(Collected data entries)

PR #4641, opened 2025-04-21
Properly await coroutines registered with app.on_shutdown

### LINKED ISSUE #4312: app reset fails due to improper I/O
### Description

My `nicegui` tests run with pytest leave `.nfs` files in the `.nicegui` folder and cause my tests to fail.

I run my nicegui tests on a system that produces [.nfs](https://serverfault.com/questions/201294/nfsxxxx-files-appearing-what-are-those) files when a file is deleted before I/O is properly terminated. Annoyingly, these files cannot be deleted by the user and only get cleaned up after the process finishes execution. The only file in the cache is `storage-user-*.json` so I assume that is the file handle which gets closed improperly.

My workaround is to simply move the `.nicegui` cache folder to trick the app into behaving correctly.

```python
@pytest.fixture
def user(user: User) -> User:
    yield user
    try:
        app.reset()
    except OSError:
        # This is necessary since once of the file handles opened
        # by nicegui isn't closed properly and leaves a .nfs file
        # We move the cache folder and then delete later.
        if list(app.storage.path.glob(".nfs*")):
            tmp_path = Path(".to_delete", '.nicegui')
            tmp_path.parent.mkdir(exist_ok=True)
            if tmp_path.exists():
                shutil.rmtree(tmp_path)

            shutil.move(app.storage.path, tmp_path)
        app.reset()
```

### LINKED ISSUE #4592: pytest always RuntimeWarning coroutine 'FilePersistentDict.backup.<locals>.backup' was never awaited
### First Check

### Example Code

```python
Appears in https://github.com/zauberzeug/nicegui/actions/workflows/test.yml often

Passing tests: 
https://github.com/zauberzeug/nicegui/actions/runs/14312243561/job/40109877142
https://github.com/zauberzeug/nicegui/actions/runs/12870993631/job/35883341208 (Jan 20)

Failing tests: 
https://github.com/zauberzeug/nicegui/actions/runs/13815787631/job/38666492630
```

### Description

I always see `RuntimeWarning: coroutine 'FilePersistentDict.backup.<locals>.backup' was never awaited` in the pytest logs in the GitHub actions. 

Personally, I have some experiences where the storage defined via `FilePersistentDict` (`app.storage.general` and `app.storage.user` most affected) would be straight-up corrupted (being empty on next read) when I shutdown the server while lots of clients are accessing the website. This may be related, but recreating this issue is hard...

### NiceGUI Version

2.13.0, affects main branch on GitHub dating back at least Jan20

### Python Version

3.8-3.13 all affected

### Browser

Other

### Operating System

Linux

#### Preliminary cause analysis: 

https://github.com/zauberzeug/nicegui/blob/4e538bb9ba213054ea0991caacfa5df9a28c98bf/nicegui/persistence/file_persistent_dict.py#L14-L54

on_change, it runs `backup` method, which does the actual backing up via `background_tasks.create_lazy(backup(), name=self.filepath.stem)`. 

When the test is shut down, there is no cleanup mechanism to ensure all tasks created by `background_tasks.create_lazy` are completed, and so `coroutine 'FilePersistentDict.backup.<locals>.backup' was never awaited`

---

#### Preliminary proposed fix: 

* Provide some mechanism to find the task and await the tasks for their completion in `background_tasks` 
* `app.on_shutdown` await for all backup task for `FilePersistentDict` to finish.

rodja:
This PR started with the intent to fix #4592 which reported unawaited coroutines when running pytests. It turns out, the warning lead down a rabbit hole of problems. Here is a list of the major findings and fixes:

- the coroutines registered with `app.on_shutdown` have not been awaited properly
- `background_tasks` where not canceled on shutdown
- `outbox.loop` did not exit when receiving a cancel command
- handle cancellation in internal house-keeping loops (pruning, binding, ...)
- before Python 3.12 `asyncio.wait_for` misses cancel commands in certain conditions and must be fixed with [`wait-for2`](https://pypi.org/project/wait-for2/)
- ensure that all storage backups are written before exiting
- introduce `@background_tasks.await_on_shutdown` annotation to mark coroutines as "not to cancel on shutdown" (and thereby also fixes #4312)
- ~~clean up multiprocessing to not get "leaked semaphore" warnings (fix was described in https://github.com/zauberzeug/nicegui/issues/4131#issuecomment-2705100273)~~

Also this PR makes some minor improvements:

- disable pytest warning from upstream packages which we can do nothing about
- fix UTC warnings
- add names to background_tasks where ever possible
- only stop screen tests if console output contains "ERROR" (same as #4608 did for the user tests)
- first steps to add some `background_tasks` documentation

### DIFF
--- a/nicegui/background_tasks.py
+++ b/nicegui/background_tasks.py
@@ -84,8 +84,9 @@ async def _cancel_all(tasks: set[asyncio.Task]) -> None:
         try:
             await asyncio.wait(tasks, timeout=2.0)
         except asyncio.TimeoutError:
-            for task in [t for t in tasks if not t.done()]:
-                log.error(f'Task {task.get_name()} could not be aborted within timeout')
+            log.error('Could not cancel %s tasks within timeout: %s',
+                      len(tasks),
+                      ', '.join([t.get_name() for t in tasks if not t.done()]))
 
     running_tasks.clear()
     lazy_tasks_running.clear()
--- a/nicegui/background_tasks.py
+++ b/nicegui/background_tasks.py
@@ -89,5 +89,7 @@ async def _cancel_all(tasks: set[asyncio.Task]) -> None:
                 if not task.done():
                     task_name = task.get_name() if hasattr(task, 'get_name') else 'unknown'
                     print(f'Task {task_name} could not be aborted within timeout')
+
+    await asyncio.sleep(0)  # ensure the loop can cancel the tasks before it stops
     running_tasks.clear()
     lazy_tasks_running.clear()
--- a/nicegui/background_tasks.py
+++ b/nicegui/background_tasks.py
@@ -56,10 +56,19 @@ def _handle_task_result(task: asyncio.Task) -> None:
         core.app.handle_exception(e)
 
 
-def on_shutdown() -> None:
+async def on_shutdown() -> None:
+    """Cancel all running tasks and coroutines on shutdown."""
     for task in running_tasks:
-        task.cancel()
+        await _cancel_task(task)
     for task in lazy_tasks_running.values():
-        task.cancel()
+        await _cancel_task(task)
     for coroutine in lazy_coroutines_waiting.values():
         coroutine.close()
+
+
+async def _cancel_task(task: asyncio.Task) -> None:
+    task.cancel()
+    try:
+        await task  # NOTE we must run the task to completion
+    except asyncio.CancelledError:
+        pass
--- a/nicegui/background_tasks.py
+++ b/nicegui/background_tasks.py
@@ -68,9 +68,9 @@ def _handle_task_result(task: asyncio.Task) -> None:
 
 async def on_shutdown() -> None:
     """Cancel all running tasks and coroutines on shutdown."""
-    for task in running_tasks:
+    for task in list(running_tasks):
         await _cancel_task(task)
-    for task in lazy_tasks_running.values():
+    for task in list(lazy_tasks_running.values()):
         await _cancel_task(task)
     for coroutine in lazy_coroutines_waiting.values():
         coroutine.close()
--- a/nicegui/background_tasks.py
+++ b/nicegui/background_tasks.py
@@ -2,6 +2,7 @@
 from __future__ import annotations
 
 import asyncio
+import functools
 from typing import Any, Awaitable, Callable, Coroutine, Dict, Set
 
 from . import core, helpers
@@ -51,8 +52,13 @@ def create_lazy(coroutine: Awaitable, *, name: str) -> None:
 
 def await_on_shutdown(fn: Callable) -> Callable:
     """Tag a coroutine function so tasks created from it won't be cancelled during shutdown."""
-    functions_awaited_on_shutdown.add(fn)
-    return fn
+    @functools.wraps(fn)
+    async def wrapper(*args, **kwargs):
+        coro = fn(*args, **kwargs)
+        task = create(coro)
+        task._await_on_shutdown = True  # type: ignore[attr-defined]  # pylint: disable=protected-access
+        return task
+    return wrapper
 
 
 def _ensure_coroutine(awaitable: Awaitable[Any]) -> Coroutine[Any, Any, Any]:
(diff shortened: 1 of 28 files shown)


rodja:
Ahh so close but still so far away... now I get "leaked semaphore" warnings (see #4131) whenever I close an app. Is anyone able to help me with this?

rodja:
Thanks to @TomFreudenberg I could fix the leaked semaphore warnings in c516d03. Now, this PR also fixes #4131.

falkoschindler (changes requested):
Ok, we're almost there. But right now we think collecting callables in `functions_awaited_on_shutdown` causes a potential memory leak, e.g. if the user decorates a function which is defined within a page function. So we have to either prune efficiently, work with weak references or find a different way to "mark" functions as "await on shutdown".

nicegui/background_tasks.py
```diff
@@ -33,24 +36,69 @@ def create_lazy(coroutine: Awaitable, *, name: str) -> None:
...
     except Exception as e:
         core.app.handle_exception(e)
+
+
+async def teardown() -> None:
+    """Cancel all running tasks and coroutines on shutdown. (For internal use only.)"""
+    while running_tasks or lazy_tasks_running:
+        tasks = set(running_tasks) | set(lazy_tasks_running.values())
+        for task in tasks:
+            if not task.done() and not task.cancelled() and not _should_await_on_shutdown(task):
```
falkoschindler, line 83:
```suggestion
            if not task.done() and not task.cancelled() and task.get_coro() not in functions_awaited_on_shutdown:
```
Is this possible?

nicegui/background_tasks.py
```diff
@@ -33,24 +36,69 @@ def create_lazy(coroutine: Awaitable, *, name: str) -> None:
...
     except asyncio.CancelledError:
         pass
     except Exception as e:
         core.app.handle_exception(e)
+
+
+async def teardown() -> None:
+    """Cancel all running tasks and coroutines on shutdown. (For internal use only.)"""
+    while running_tasks or lazy_tasks_running:
+        tasks = set(running_tasks) | set(lazy_tasks_running.values())
```
falkoschindler, line 81:
```suggestion
        tasks = running_tasks | set(lazy_tasks_running.values())
```
`running_tasks` is already a set.

falkoschindler (commented):
I wonder if we really need `_should_await_on_shutdown`. See my corresponding comment below.

Apart from that I tried to use the new decorator with the following snippet:
```py
async def test1():
    print('test1 start')
    await asyncio.sleep(3)
    print('test1 end')


@background_tasks.await_on_shutdown
async def test2():
    print('test2 start')
    await asyncio.sleep(3)
    print('test2 end')

ui.button('Test1', on_click=lambda: background_tasks.create(test1()))
ui.button('Test2', on_click=lambda: background_tasks.create(test2()))
ui.button('Shutdown', on_click=app.shutdown)
```

But when quickly clicking "Test1"-"Test2"-"Shutdown", both tasks seem to be cancelled before the second print statement is executed. Am I doing anything wrong?

rodja:
Oh wow. The click_handler creates another background task which does not have the annotation, on shutdown the annotated one gets preserved but because the outer background task from the click handler is canceled, the inner one still receives a cancellation. I added two user tests to demonstrate the problem.

rodja:
I could fix the nested-background-tasks problem by making sure "tasks" are not awaited in the click handler:

https://github.com/zauberzeug/nicegui/blob/c5d989428067bb5f8804abaa3cd5bf505dc6af35/nicegui/events.py#L440-L441

`asyncio.Tasks` are already running in the background so it does not make sense to run them in another background task.

nicegui/background_tasks.py
rodja: No, that does not work because `functions_awaited_on_shutdown` contains function objects (Callables), not coroutine objects.

rodja:
`client.safe_invoke` used by `app.on_startup`, `app.on_shutdown`, ... also awaited tasks and hence started background tasks in background tasks. I think now all is covered. @falkoschindler can you have a look at it again?

falkoschindler (approved):

PR #4651, opened 2025-04-23
Add Star History to README.md

evnchn:
It just looks beautiful so I want to add it 😊 If not we can decide on another provider or drop it.


rodja:
Thanks for the PR. We are happy for every star on GitHub. But stars are not a good indicator of quality; they shouldn’t be overrated.

A history chart adds another external call, can stall on firewalls, and risks highlighting plateaus more than progress. A simple shields-badge or a link to a metrics page keeps the README lean while still satisfying curiosity.
Let’s skip the chart here and focus the front page on code, docs, and real-world usage.

PR #5243, opened 2025-10-08
Also test CPython 3.14 (V2)

evnchn:
### Motivation

Python 3.14 is released! https://www.python.org/downloads/release/python-3140/

**Real motivation: #5237 did not work out...**

### Implementation

This pull request adds support for Python 3.14 to the project and addresses compatibility issues with certain dependencies. The most important changes are grouped below:

**Python 3.14 support and dependency compatibility:**

* Added Python 3.14 to the test matrix in the GitHub Actions workflow to ensure CI coverage for the new version.
* Updated the `vbuild` dependency in `pyproject.toml` to use a specific Git commit for Python 3.14, as the released version is not yet compatible.
* Added a conditional requirement for `pydantic` in `pyproject.toml` to exclude versions 2.0–2.11 for Python 3.14 and above, since these versions are incompatible.

**Test script adjustments:**

* Modified `test_startup.sh` to skip the `examples/ai_interface` test when running under Python 3.14, due to its reliance on Pydantic V1 which is not compatible with Python 3.14.

### Progress

- [x] The implementation is complete (We'll stare at the pipeline to make that conclusion).

### DIFF
--- a/tests/test_run.py
+++ b/tests/test_run.py
@@ -3,6 +3,7 @@ import os
 import time
 from collections.abc import Awaitable, Generator
 from concurrent.futures.process import BrokenProcessPool
+from pickle import PicklingError
 
 import pytest
 
@@ -50,7 +51,7 @@ async def test_run_unpickable_exception_in_cpu_bound_callback(user: User):
 
     @ui.page('/')
     async def index():
-        with pytest.raises(AttributeError, match="Can't pickle local object|Can't get local object"):
+        with pytest.raises((AttributeError, PicklingError), match="Can't pickle local object|Can't get local object"):
             ui.label(await run.cpu_bound(raise_unpicklable_exception))
 
     await user.open('/')


evnchn:
https://github.com/evnchn/nicegui/actions/runs/18365797268

There we go.

falkoschindler:
Nice! 🙂
Quick question: Could we _always_ use `inspect.iscoroutinefunction`? It should be defined [since Python 3.5](https://docs.python.org/3.14/library/inspect.html#inspect.iscoroutinefunction).

evnchn:
https://github.com/zauberzeug/nicegui/pull/5243/commits/e903ec1eb023ced253300e20c4bf211084b31c32.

● **WORK ORDER**:
Whenever the word "cancellation" occurs in a line above, copy that line.

● **RESPONSE BELOW**:
- handle cancellation in internal house-keeping loops (pruning, binding, ...)
Oh wow. The click_handler creates another background task which does not have the annotation, on shutdown the annotated one gets preserved but because the outer background task from the click handler is canceled, the inner one still receives a cancellation. I added two user tests to demonstrate the problem.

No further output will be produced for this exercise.